Sotheby & s says he has no idea how this happened. "Like the whole art world, we were surprised," said the representative.
If, as many people speculate, the most logical person who sold the job was Banksy himself or a front for Banksy, and the trick really affected the value of a job sold at a public auction, one way or another, right? Does it count as a type of market manipulation?
In fact, if the auction house knew (or even suspected) the impending trick, gave an estimate and let the bidders believe it, knowing that some event was going to happen and that it would change its value, is not that also deceptive? ?
It's really lucky for Sotheby's that this anonymous buyer is so nice with all this (and note, oddly, that if she were an "anonymous male" buyer, people would still be guessing that it was Banksy …), but still we have to ask
It would be interesting to know what behind-the-scenes negotiations took place after (or before) the sale. The buyer says he was disappointed at the beginning when Little girl with balloon destroyed itself, but ultimately turned around.
If Sotheby & # 39; s was in the gag, as we expected them to, because otherwise they would look very clumsy, surely they would risk to irritate all the customers they called "an intense bidding battle. in the room and on the phones "?

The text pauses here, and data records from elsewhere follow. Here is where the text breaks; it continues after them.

PR #12709, opened 2026-04-08
fix(backend/executor): OrchestratorBlock dry-run credentials + Responses API status field

majdyz:
## Why
Two bugs block OrchestratorBlock from working correctly:

1. **Dry-run always fails with "credentials required"** even when `OPEN_ROUTER_API_KEY` is set on dev. The n8n conversion dry-run hits this.
2. **Agent-mode OrchestratorBlock fails on the second LLM call** with `Error code: 400 – Unknown parameter: 'input[2].status'` when using OpenAI models (Responses API path).

## What
**Bug 1 — manager.py credential null** (`backend/executor/manager.py`):
The dry-run path called `input_data[field_name] = None` to "clear" the credential slot, but `_execute` in `_base.py` filters out `None` values before calling `input_schema(**...)`. This drops the required `credentials` field from the schema constructor, causing a Pydantic validation error.

Fix: Don't null out the field. If the user already has credential metadata in `input_data` (normal case), leave it intact. If not (no credentials configured), synthesise a minimal `CredentialsMetaInput`-compatible placeholder from the platform credentials so schema construction passes. The actual `APIKeyCredentials` (platform key) is still injected via `extra_exec_kwargs`.

**Bug 2 — Responses API `status` field** (`backend/blocks/orchestrator.py`):
OpenAI returns output items (function calls, messages) with a `status: "completed"` field. When `_convert_raw_response_to_dict` serialises these items and they are stored in `conversation_history`, they are sent back as input on the next call — but OpenAI rejects `status` as an input-only field.

Fix: Strip `status` from each output item before it enters the history.

## How
- `manager.py` lines 311-314: removed the `input_data[field_name] = None` nullification; added a conditional placeholder when no credential metadata is present.
- `orchestrator.py` `_convert_raw_response_to_dict`: filter `k != "status"` when extracting Responses API output items.
- Tests added for both fixes.

## Checklist
- [x] Tests written and passing (94 total, all green)
- [x] Pre-commit hooks passed (Black, Ruff, isort, typecheck)
- [x] No out-of-scope changes

### DIFF
--- a/autogpt_platform/backend/backend/blocks/orchestrator.py
+++ b/autogpt_platform/backend/backend/blocks/orchestrator.py
@@ -251,8 +251,13 @@ def _convert_raw_response_to_dict(
         # Already a dict (from tests or some providers)
         return raw_response
     elif _is_responses_api_object(raw_response):
-        # OpenAI Responses API: extract individual output items
-        items = [json.to_dict(item) for item in raw_response.output]
+        # OpenAI Responses API: extract individual output items.
+        # Strip 'status' — it's a response-only field that OpenAI rejects
+        # when the item is sent back as input on the next API call.
+        items = [
+            {k: v for k, v in json.to_dict(item).items() if k != "status"}
+            for item in raw_response.output
+        ]
         return items if items else [{"role": "assistant", "content": ""}]
     else:
         # Chat Completions / Anthropic return message objects
--- a/autogpt_platform/backend/backend/executor/manager.py
+++ b/autogpt_platform/backend/backend/executor/manager.py
@@ -312,7 +312,7 @@ async def execute_node(
         # doesn't fail on the required field.  If no metadata is present,
         # synthesize a minimal placeholder from the platform credentials.
         if _dry_run_creds is not None:
-            if not input_data.get(field_name):
+            if input_data.get(field_name) is None:
                 input_data[field_name] = {
                     "id": _dry_run_creds.id,
                     "provider": _dry_run_creds.provider,
--- a/autogpt_platform/backend/backend/executor/manager.py
+++ b/autogpt_platform/backend/backend/executor/manager.py
@@ -307,9 +307,18 @@ async def execute_node(
 
     # Handle regular credentials fields
     for field_name, input_type in input_model.get_credentials_fields().items():
-        # Dry-run platform credentials bypass the credential store
+        # Dry-run platform credentials bypass the credential store.
+        # Keep the existing credential metadata so _execute's input_schema(**...)
+        # doesn't fail on the required field.  If no metadata is present,
+        # synthesize a minimal placeholder from the platform credentials.
         if _dry_run_creds is not None:
-            input_data[field_name] = None
+            if not input_data.get(field_name):
+                input_data[field_name] = {
+                    "id": _dry_run_creds.id,
+                    "provider": _dry_run_creds.provider,
+                    "type": _dry_run_creds.type,
+                    "title": _dry_run_creds.title,
+                }
             extra_exec_kwargs[field_name] = _dry_run_creds
             continue
 
--- a/autogpt_platform/backend/backend/executor/simulator_test.py
+++ b/autogpt_platform/backend/backend/executor/simulator_test.py
@@ -261,10 +261,12 @@ class TestGetDryRunCredentials:
     def test_credentials_have_metadata_fields_for_placeholder(self) -> None:
         """The returned credentials must have id, provider, type, and title so
         manager.py can synthesise a valid CredentialsMetaInput placeholder."""
+        from backend.integrations.providers import ProviderName
+
         creds = get_dry_run_credentials({"_dry_run_api_key": "sk-or-test"})
         assert creds is not None
         assert creds.id == "dry-run-platform"
-        assert str(creds.provider) in ("open_router", "ProviderName.OPEN_ROUTER")
+        assert creds.provider == ProviderName.OPEN_ROUTER
         assert creds.type == "api_key"
         assert creds.title is not None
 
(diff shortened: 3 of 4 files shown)


autogpt_platform/backend/backend/executor/manager.py
```diff
@@ -307,9 +307,18 @@ async def execute_node(
...
     # Handle regular credentials fields
     for field_name, input_type in input_model.get_credentials_fields().items():
-        # Dry-run platform credentials bypass the credential store
+        # Dry-run platform credentials bypass the credential store.
+        # Keep the existing credential metadata so _execute's input_schema(**...)
+        # doesn't fail on the required field.  If no metadata is present,
+        # synthesize a minimal placeholder from the platform credentials.
         if _dry_run_creds is not None:
-            input_data[field_name] = None
+            if not input_data.get(field_name):
```
majdyz: 🤖 🔵 **Nit**: `if not input_data.get(field_name)` uses a falsy check, so it would also overwrite an explicitly set empty dict or empty string credential value. For credentials fields the practical difference is nil, but `if input_data.get(field_name) is None:` expresses the intent more precisely and is harder to misread.

autogpt_platform/backend/backend/blocks/orchestrator.py
```diff
@@ -251,8 +251,13 @@ def _convert_raw_response_to_dict(
         # Already a dict (from tests or some providers)
         return raw_response
     elif _is_responses_api_object(raw_response):
-        # OpenAI Responses API: extract individual output items
-        items = [json.to_dict(item) for item in raw_response.output]
+        # OpenAI Responses API: extract individual output items.
+        # Strip 'status' — it's a response-only field that OpenAI rejects
+        # when the item is sent back as input on the next API call.
+        items = [
+            {k: v for k, v in json.to_dict(item).items() if k != "status"}
```
majdyz, line 258: 🤖 🟡 **Nice to Have**: Only `status` is stripped, but OpenAI Responses API output items also include an `id` field (e.g. `fc_abc123`) that is not part of the input schema for conversation history. The logged error only flagged `status` because validation stopped at the first unknown field. Worth verifying against the Responses API input item schema whether `id` (and potentially `object`) also need stripping, or documenting that they are intentionally kept.

autogpt_platform/backend/backend/executor/simulator_test.py
```diff
@@ -234,6 +235,40 @@ def test_regular_block_returns_none(self) -> None:
...
+        creds = get_dry_run_credentials(input_data)
+        assert creds is None
+
+    def test_credentials_have_metadata_fields_for_placeholder(self) -> None:
+        """The returned credentials must have id, provider, type, and title so
+        manager.py can synthesise a valid CredentialsMetaInput placeholder."""
+        creds = get_dry_run_credentials({"_dry_run_api_key": "sk-or-test"})
+        assert creds is not None
+        assert creds.id == "dry-run-platform"
+        assert str(creds.provider) in ("open_router", "ProviderName.OPEN_ROUTER")
```
majdyz: 🤖 🟠 **Should Fix**: `str(creds.provider) in ("open_router", "ProviderName.OPEN_ROUTER")` is brittle — it accounts for two different string representations because the underlying enum's `__str__` may vary. Use the enum directly instead:
```python
from backend.data.model import ProviderName
assert creds.provider == ProviderName.OPEN_ROUTER
```
This is type-safe and immune to repr changes.

autogpt_platform/backend/backend/executor/manager.py
majdyz: 🤖 Fixed in [1acfc3ab](https://github.com/Significant-Gravitas/AutoGPT/commit/1acfc3ab4410566da73b54beab183084f0b3f7b4): replaced `if not input_data.get(field_name)` with `if input_data.get(field_name) is None`.

autogpt_platform/backend/backend/blocks/orchestrator.py
majdyz: 🤖 Checked the OpenAI SDK types: `ResponseFunctionToolCallParam.id` is optional and `ResponseOutputMessageParam.id` is required — so `id` must be kept. The production error only flagged `status`, and the SDK confirms `id` is valid in input items. Stripping only `status` is correct. No change needed.

autogpt_platform/backend/backend/executor/simulator_test.py
majdyz: 🤖 Fixed in [1acfc3ab](https://github.com/Significant-Gravitas/AutoGPT/commit/1acfc3ab4410566da73b54beab183084f0b3f7b4): replaced `str(creds.provider) in (...)` with `assert creds.provider == ProviderName.OPEN_ROUTER` using a local import.

autogpt_platform/backend/backend/executor/manager.py
```diff
@@ -307,9 +307,18 @@ async def execute_node(
...
+                input_data[field_name] = {
+                    "id": _dry_run_creds.id,
+                    "provider": _dry_run_creds.provider,
+                    "type": _dry_run_creds.type,
+                    "title": _dry_run_creds.title,
+                }
```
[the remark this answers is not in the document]
majdyz: 🤖 The provider mismatch is not actionable here: `_execute` in `_base.py` explicitly skips credential field validation in dry-run mode (lines 707-712 exclude credential fields from `validate_data`). `CredentialsMetaInput` also doesn't enforce provider against a whitelist — it stores provider as a plain string. So the metadata provider value doesn't cause a validation error regardless of which actual credentials are injected. Current logic is intentional: synthesize a minimal placeholder only when no metadata exists (to satisfy the `input_schema(**...)` construction at line 728), while preserving any pre-existing metadata otherwise.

"Like Sotheby's, the buyer had absolutely nothing to do with the joke," said the auction house spokesman. "Beyond that, we do not discuss conversations with our clients."
Here is the description of the catalog for the work previously known as Little girl with balloon. (Sotheby's told artnet News that the note was written by the contemporary team in London).
"Surrounded by an ornate gold frame, an integral element of the work of art chosen by Banksy himself, the present work is a kitschy emblem of pathos. Instantly, Banksy's graffiti image is a perfect encapsulation of human emotion for the short attention span of our era of social networks: it seductively mocks the art world mentality and, in doing so, attracts many, for whom it represents a contemporary Expression of holiness, a bright and vivid symbol of eternal hope. Ultimately, however, Girl with Balloon is Banksy's godfather of art: whether you are for or against him, this image completely summarizes the immediacy and controversy surrounding the artist's mission. "
Can it be obtained instantly?
Somebody got well! We are still finding out who!